Task details → Go through the records below and copy out every line that contains the word "setPedControlState".

Data extract →
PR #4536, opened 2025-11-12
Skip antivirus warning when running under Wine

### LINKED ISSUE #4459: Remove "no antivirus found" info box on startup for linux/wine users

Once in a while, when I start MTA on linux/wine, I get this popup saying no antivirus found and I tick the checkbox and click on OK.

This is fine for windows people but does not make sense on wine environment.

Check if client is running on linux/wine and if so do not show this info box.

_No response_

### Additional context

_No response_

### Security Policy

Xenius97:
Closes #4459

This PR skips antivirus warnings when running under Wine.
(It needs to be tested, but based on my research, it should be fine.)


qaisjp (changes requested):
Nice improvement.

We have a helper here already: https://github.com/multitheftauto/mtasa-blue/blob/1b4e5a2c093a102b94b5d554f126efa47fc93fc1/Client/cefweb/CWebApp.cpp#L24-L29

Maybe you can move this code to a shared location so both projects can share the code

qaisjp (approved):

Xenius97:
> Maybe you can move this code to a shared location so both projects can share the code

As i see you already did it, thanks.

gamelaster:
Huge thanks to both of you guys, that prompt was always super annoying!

==

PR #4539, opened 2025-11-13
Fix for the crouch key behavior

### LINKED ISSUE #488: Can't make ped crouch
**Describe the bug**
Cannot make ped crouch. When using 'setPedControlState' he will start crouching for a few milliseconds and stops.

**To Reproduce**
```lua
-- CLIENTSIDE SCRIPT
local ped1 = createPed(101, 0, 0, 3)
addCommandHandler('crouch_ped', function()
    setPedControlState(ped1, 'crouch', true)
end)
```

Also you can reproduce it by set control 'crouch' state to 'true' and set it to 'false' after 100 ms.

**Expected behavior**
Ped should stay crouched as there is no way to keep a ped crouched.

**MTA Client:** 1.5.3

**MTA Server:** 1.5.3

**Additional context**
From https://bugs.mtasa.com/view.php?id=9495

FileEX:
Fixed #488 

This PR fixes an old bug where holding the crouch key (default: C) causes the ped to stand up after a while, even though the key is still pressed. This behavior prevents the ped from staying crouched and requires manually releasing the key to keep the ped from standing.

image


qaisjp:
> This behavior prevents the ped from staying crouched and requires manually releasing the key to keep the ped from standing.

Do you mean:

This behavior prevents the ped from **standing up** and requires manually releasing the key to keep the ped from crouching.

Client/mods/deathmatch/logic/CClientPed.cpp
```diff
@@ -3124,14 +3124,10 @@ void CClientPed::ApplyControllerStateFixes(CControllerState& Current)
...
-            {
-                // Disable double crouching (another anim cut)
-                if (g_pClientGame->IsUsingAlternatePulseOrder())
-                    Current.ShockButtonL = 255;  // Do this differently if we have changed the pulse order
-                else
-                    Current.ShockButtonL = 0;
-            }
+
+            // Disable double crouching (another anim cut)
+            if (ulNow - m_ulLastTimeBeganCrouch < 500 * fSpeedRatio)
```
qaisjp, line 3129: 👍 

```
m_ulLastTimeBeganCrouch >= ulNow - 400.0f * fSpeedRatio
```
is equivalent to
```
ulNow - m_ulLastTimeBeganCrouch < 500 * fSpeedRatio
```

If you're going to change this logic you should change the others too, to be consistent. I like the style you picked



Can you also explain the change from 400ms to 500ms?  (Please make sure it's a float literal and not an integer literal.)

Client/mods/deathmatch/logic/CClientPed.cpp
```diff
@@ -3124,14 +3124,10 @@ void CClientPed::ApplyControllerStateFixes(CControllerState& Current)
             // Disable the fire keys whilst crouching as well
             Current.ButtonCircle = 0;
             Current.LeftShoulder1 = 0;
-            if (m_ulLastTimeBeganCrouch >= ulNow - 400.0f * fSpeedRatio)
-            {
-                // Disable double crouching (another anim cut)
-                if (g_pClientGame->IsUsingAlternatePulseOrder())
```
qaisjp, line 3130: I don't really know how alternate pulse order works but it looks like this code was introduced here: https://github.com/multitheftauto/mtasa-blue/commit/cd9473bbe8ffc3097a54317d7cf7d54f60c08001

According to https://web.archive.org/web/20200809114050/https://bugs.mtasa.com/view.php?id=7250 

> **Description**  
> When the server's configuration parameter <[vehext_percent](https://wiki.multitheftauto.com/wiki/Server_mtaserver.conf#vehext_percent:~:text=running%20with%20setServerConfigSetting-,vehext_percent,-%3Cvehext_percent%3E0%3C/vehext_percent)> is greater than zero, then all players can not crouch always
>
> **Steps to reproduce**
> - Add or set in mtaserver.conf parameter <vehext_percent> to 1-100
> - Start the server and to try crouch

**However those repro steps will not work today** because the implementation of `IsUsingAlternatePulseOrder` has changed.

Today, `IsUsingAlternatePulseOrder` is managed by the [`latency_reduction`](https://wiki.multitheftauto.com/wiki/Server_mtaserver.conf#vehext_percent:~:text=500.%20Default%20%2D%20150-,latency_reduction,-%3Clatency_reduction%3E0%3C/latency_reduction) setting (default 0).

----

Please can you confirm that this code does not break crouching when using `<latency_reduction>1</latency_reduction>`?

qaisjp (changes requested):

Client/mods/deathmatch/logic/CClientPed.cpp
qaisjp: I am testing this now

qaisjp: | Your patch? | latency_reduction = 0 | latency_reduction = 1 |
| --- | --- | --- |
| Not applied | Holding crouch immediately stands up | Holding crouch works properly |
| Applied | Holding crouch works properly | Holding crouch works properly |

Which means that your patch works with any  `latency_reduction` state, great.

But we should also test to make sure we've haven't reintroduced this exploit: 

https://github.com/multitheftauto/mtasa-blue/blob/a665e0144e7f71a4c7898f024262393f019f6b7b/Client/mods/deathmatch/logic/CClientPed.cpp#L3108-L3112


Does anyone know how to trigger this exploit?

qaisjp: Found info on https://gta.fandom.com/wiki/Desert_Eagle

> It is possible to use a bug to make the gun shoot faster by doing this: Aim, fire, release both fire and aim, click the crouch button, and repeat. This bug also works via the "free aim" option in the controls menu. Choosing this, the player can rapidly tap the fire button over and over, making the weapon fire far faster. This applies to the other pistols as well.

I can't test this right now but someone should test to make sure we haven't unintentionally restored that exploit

--

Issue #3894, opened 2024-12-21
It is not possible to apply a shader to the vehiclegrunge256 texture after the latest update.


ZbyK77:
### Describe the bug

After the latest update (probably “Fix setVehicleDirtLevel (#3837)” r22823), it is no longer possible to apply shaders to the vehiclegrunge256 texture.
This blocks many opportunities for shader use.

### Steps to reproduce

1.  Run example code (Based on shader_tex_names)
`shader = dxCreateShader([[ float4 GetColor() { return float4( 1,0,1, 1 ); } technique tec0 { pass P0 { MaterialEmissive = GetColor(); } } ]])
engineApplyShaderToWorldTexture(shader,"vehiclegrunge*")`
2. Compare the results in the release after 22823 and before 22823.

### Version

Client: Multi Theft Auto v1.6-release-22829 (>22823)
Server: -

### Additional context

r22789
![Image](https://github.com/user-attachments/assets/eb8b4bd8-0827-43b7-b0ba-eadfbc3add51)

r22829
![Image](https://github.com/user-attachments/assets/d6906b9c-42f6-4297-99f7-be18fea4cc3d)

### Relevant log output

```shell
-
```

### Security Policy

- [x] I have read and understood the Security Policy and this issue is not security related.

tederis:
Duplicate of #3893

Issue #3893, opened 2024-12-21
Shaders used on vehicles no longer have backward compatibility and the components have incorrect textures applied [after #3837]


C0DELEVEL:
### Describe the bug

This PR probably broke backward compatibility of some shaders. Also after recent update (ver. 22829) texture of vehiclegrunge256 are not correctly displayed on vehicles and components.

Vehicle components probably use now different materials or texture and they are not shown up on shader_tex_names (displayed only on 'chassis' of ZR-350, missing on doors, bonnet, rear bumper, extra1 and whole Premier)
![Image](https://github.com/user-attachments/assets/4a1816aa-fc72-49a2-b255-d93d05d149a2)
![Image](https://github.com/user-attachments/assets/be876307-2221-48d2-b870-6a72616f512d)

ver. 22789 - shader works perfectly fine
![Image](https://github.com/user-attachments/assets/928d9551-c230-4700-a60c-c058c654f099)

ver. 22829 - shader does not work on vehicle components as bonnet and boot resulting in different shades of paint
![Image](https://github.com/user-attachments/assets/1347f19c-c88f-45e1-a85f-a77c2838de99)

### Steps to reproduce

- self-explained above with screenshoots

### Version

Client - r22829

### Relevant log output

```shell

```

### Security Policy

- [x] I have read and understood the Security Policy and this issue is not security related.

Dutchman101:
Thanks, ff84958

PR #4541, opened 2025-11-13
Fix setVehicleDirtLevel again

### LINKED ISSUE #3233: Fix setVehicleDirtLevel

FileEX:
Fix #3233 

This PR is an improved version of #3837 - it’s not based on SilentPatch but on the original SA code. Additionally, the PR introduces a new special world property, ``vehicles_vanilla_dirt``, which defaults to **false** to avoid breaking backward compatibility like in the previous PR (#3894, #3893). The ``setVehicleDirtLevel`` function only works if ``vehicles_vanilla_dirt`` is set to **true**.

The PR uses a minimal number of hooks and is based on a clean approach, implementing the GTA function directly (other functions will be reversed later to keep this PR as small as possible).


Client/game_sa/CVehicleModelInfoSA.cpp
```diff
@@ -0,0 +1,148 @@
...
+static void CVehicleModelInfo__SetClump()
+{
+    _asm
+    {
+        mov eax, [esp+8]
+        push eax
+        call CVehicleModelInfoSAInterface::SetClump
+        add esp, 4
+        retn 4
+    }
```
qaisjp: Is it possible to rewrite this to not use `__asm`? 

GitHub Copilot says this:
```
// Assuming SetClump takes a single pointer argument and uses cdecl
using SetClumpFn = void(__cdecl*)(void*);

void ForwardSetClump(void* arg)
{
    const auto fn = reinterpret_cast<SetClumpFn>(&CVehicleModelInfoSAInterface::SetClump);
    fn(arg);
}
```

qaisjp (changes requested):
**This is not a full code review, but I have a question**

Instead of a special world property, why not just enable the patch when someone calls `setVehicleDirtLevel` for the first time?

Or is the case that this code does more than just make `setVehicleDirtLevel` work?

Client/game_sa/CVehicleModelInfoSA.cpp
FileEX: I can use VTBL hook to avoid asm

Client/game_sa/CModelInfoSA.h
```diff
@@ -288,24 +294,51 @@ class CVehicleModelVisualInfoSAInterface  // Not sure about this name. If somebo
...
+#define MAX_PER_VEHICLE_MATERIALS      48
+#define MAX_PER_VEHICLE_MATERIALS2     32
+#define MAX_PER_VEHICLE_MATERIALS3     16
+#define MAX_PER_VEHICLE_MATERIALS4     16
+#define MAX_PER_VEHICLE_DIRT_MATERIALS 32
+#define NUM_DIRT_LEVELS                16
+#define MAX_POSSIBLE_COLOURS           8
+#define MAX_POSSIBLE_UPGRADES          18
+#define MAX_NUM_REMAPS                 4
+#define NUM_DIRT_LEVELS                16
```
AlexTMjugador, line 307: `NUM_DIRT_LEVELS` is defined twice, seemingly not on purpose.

Solution to this task →
Cannot make ped crouch. When using 'setPedControlState' he will start crouching for a few milliseconds and stops.
    setPedControlState(ped1, 'crouch', true)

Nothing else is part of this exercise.